Oder ist es ein rot und dann schwarz angemaltes Talera?!


----------



## Kint (17. Januar 2008)

nee moe son talera is das nich. guck doch die kappe... 
neee moe son outpost ist das auch nich....

das kann nur

nur 



nur 








soo ein outpost sein....

und jetzt mal im vollen ernst das ist ein 88 oder 89er outpost. oversized pierced toptube, runde kappe , rote farbe. die von dir erwähnten gekippten kappen lousa sind älter zb timberlines etc aus den 85ern...


----------



## Lousa (17. Januar 2008)

Kint schrieb:


> und jetzt mal im vollen ernst das ist ein 88 oder 89er outpost. oversized pierced toptube, runde kappe , rote farbe. die von dir erwähnten gekippten kappen lousa sind älter zb timberlines etc aus den 85ern...



Ihr seid ja klasse! Bravo!

Nicht nur, dass Ihr das oben gezeigte Bike identifiziert, nee, Ihr belegt Eure Aussagen mit massenhaft im Keller, Dachboder etc. rumstehenden Bikes     

Da bin ich echt platt   ...ich war schon froh, dass ich das Bike am Ständer überhaupt als GT erkannt hatte^^


----------



## GT-Sassy (17. Januar 2008)

Bei meinen 89´Outpost sieht die Endkappe anders aus. Das Rohr ist Oval und die Prägung sieht auch anders aus.


----------



## Kint (17. Januar 2008)

Lousa schrieb:


> ...ich war schon froh, dass ich das Bike am Ständer überhaupt als GT erkannt hatte^^



steht doch drauf.... . das gezeigte ist übrigens ein 22er - also was für mich und wahrscheinlich auch einer der gründe warums noch im einsatz ist....


----------



## MTB-News.de




----------



## Bastieeeh (17. Januar 2008)

GT-Sassy schrieb:


> Bei meinen 89´Outpost sieht die Endkappe anders aus. Das Rohr ist Oval und die Prägung sieht auch anders aus.

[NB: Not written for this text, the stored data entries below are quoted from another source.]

PR #1145, opened 2023-02-21
[CI] Ensure mac interface tests are running correctly on m1 instance

serban-nicusor-toptal:
#### Submisison Checklist

#### Summary:

WRT https://github.com/stan-dev/ci-scripts/issues/24 we've got a new M1 instance that we need to test our CI on to ensure everything is working fine.

#### How to Verify:

Results should be consistent with the older Mac Instance.

#### Copyright and Licensing

Please list the copyright holder for the work you are submitting (this will be you or your assignee, such as a university or company): Toptal

### DIFF
--- a/Jenkinsfile
+++ b/Jenkinsfile
@@ -13,7 +13,7 @@ def setupCXX(CXX = env.CXX) {
 
 def runTests(String prefix = "") {
     """ make -j${env.PARALLEL} build
-      ${prefix}runCmdStanTests.py -j${env.PARALLEL} src/test/interface
+      python3 ${prefix}runCmdStanTests.py -j${env.PARALLEL} src/test/interface
     """
 }
 
--- a/Jenkinsfile
+++ b/Jenkinsfile
@@ -173,70 +173,70 @@ pipeline {
                 }
             }
             parallel {
-                stage('Windows interface tests') {
-                    agent { label 'windows' }
-                    steps {
-                        setupCXX(WIN_CXX)
-                        runWinTests()
-                    }
-                    post {
-                        always {
+//                 stage('Windows interface tests') {
+//                     agent { label 'windows' }
+//                     steps {
+//                         setupCXX(WIN_CXX)
+//                         runWinTests()
+//                     }
+//                     post {
+//                         always {
+//
+//                             recordIssues id: "Windows",
+//                             name: "Windows interface tests",
+//                             enabledForFailure: true,
+//                             aggregatingResults : true,
+//                             tools: [
+//                                 gcc4(id: "Windows_gcc4", name: "Windows interface tests@GCC4"),
+//                                 clang(id: "Windows_clang", name: "Windows interface tests@CLANG")
+//                             ],
+//                             blameDisabled: false,
+//                             qualityGates: [[threshold: 1, type: 'TOTAL', unstable: true]],
+//                             healthy: 10, unhealthy: 100, minimumSeverity: 'HIGH',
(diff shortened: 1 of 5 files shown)


serban-nicusor-toptal:
The initial problem was the missing `python` binary on the M1 instance.
After that was fixed, we seem to have a failing test
```
test/interface/stansummary_test --gtest_output="xml:test/interface/stansummary_test.xml" failed
```

WardBrian:
Huh, it seems like the formatting/precision of the output numbers changed. They still look like the right values, just formatted differently. Odd behavior to see change like that

WardBrian:
Huh, this might have found an actual bug with how we compute the width and precision of `nan`

WardBrian:
@serban-nicusor-toptal I think I found the issue. Assuming it passes can do a run on all the machines to make sure it is consistent, but then I'll want someone (probably @rok-cesnovar) to take a quick look at the C++ changes I made

rok-cesnovar:
Happy to do it.

WardBrian:
Yep, that made it so CI matches my local (Ubuntu) results.

NaN values to the `calculate_width` function were previously returning `18446744071562067971`, which forced any column with an `nan` in it to be formatted as scientific notation. I think that the modern Clang library had a nicer implementation of the floating point standard which avoided this somehow. 

Explicitly treating `nan`s is the right thing to do, anyway.

serban-nicusor-toptal:
Just wanted to note that this [commit](https://github.com/stan-dev/cmdstan/pull/1145/commits/58c7b2cc5eed94c16c5d3927a63f01dbcdeac981) is still happening, I think that's the plugin itself doing the merge. If we change the default we might affect other projects on Jenkins hmmh

WardBrian:
Assuming the above run passes I think all we need to do is change the label from `m1` back to just `osx` and then merge.

@rok-cesnovar mind taking a look at the C++?

rok-cesnovar (approved):
C++ changes look good! Thanks both!

WardBrian:
@serban-nicusor-toptal is there a reason we have multiple `recordIssues` in this repo and only one of them in `stan`? It seems like all of them collect warnings from all the platforms

serban-nicusor-toptal:
The only reason for that is to have them visually separated, it makes it easier to debug and find targeted issues.
https://jenkins.flatironinstitute.org/job/Stan/job/CmdStan/job/develop/100/
vs
https://jenkins.flatironinstitute.org/job/Stan/job/Stan/job/develop/89/
Not sure why for Stan we went with a global one, maybe it's less to worry about ?
image

WardBrian:
It looks like (based on https://jenkins.flatironinstitute.org/job/Stan/job/CmdStan/job/PR-1145/12/) that the Windows and Linux gates were failing due to the warnings that the Mac was generating but ignoring

serban-nicusor-toptal:
Oh, that's unexpected, I was under the impression that it will treat them as different sources.
I think this is caused because of `aggregatingResults : true` 
``` 
aggregatingResults : boolean (optional)
By default, each static analysis result will be recorded as a separate result that is presented as an individual   
Jenkins Action with separate UI and dashboard. If you rather prefer aggregation of the results into a single result  
(i.e., single Jenkins Action), then activate this check box. You still can see the distribution of issues grouped by static analysis tool in the UI.
```
https://www.jenkins.io/doc/pipeline/steps/warnings-ng/
Which I think we want to be actually `false` in `cmdstan` case.

WardBrian:
Sounds good. When that passes I think you can go ahead and squash and merge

Schönes Bett! Mensch Leute, haltet doch mal eure Kamera nicht ganz so dicht vor's Geröhr - die kann auf die kurze Entfernung sowieso nicht scharfstellen. Aber das mit dem Fotokram hatten wir an anderer Stelle schonmal...


----------



## Kint (17. Januar 2008)

GT-Sassy schrieb:


> Bei meinen 89´Outpost sieht die Endkappe anders aus. Das Rohr ist Oval und die Prägung sieht auch anders aus.



das ist definitiv nicht die 88er und 89er kappe, weild ie bei beiden ( roten) rund ist.  und das 90er logo....


----------



## GT-Sassy (18. Januar 2008)

Sorry, Kint aber es handelt sich um dieses Outpost
http://fotos-alt.mtb-news.de/fotos/showphoto.php/photo/224456/cat/10832
http://fotos-alt.mtb-news.de/fotos/showphoto.php/photo/224457/cat/10832
Nach eingehender Diskussion hier im Forum vor 2 Jahren und analyse der Rahmennummer wurde es als 89´outpost eingestuft. Ist es möglich das in diesen Jahr das Logo geändert wurde?
Rahmennummer ist T8910 7825, heißt das nicht Bj. 10/89?


----------



## kingmoe (18. Januar 2008)

GT-Sassy schrieb:


> Sorry, Kint aber es handelt sich um dieses Outpost
> http://fotos-alt.mtb-news.de/fotos/showphoto.php/photo/224456/cat/10832
> http://fotos-alt.mtb-news.de/fotos/showphoto.php/photo/224457/cat/10832
> Nach eingehender Diskussion hier im Forum vor 2 Jahren und analyse der Rahmennummer wurde es als 89´outpost eingestuft. Ist es möglich das in diesen Jahr das Logo geändert wurde?
> Rahmennummer ist T8910 7825, heißt das nicht Bj. 10/89?



Mein 1989er Talera hat auch das ovale OR hinten. Evtl. wurde ab Ende 89 schon mit 90er Rohren gebraten?!


----------



## Kint (18. Januar 2008)

GT-Sassy schrieb:


> Sorry, Kint aber es handelt sich um dieses Outpos
> Nach eingehender Diskussion hier im Forum vor 2 Jahren und analyse der Rahmennummer wurde es als 89´outpost eingestuft. Ist es möglich das in diesen Jahr das Logo geändert wurde?
> Rahmennummer ist T8910 7825, heißt das nicht Bj. 10/89?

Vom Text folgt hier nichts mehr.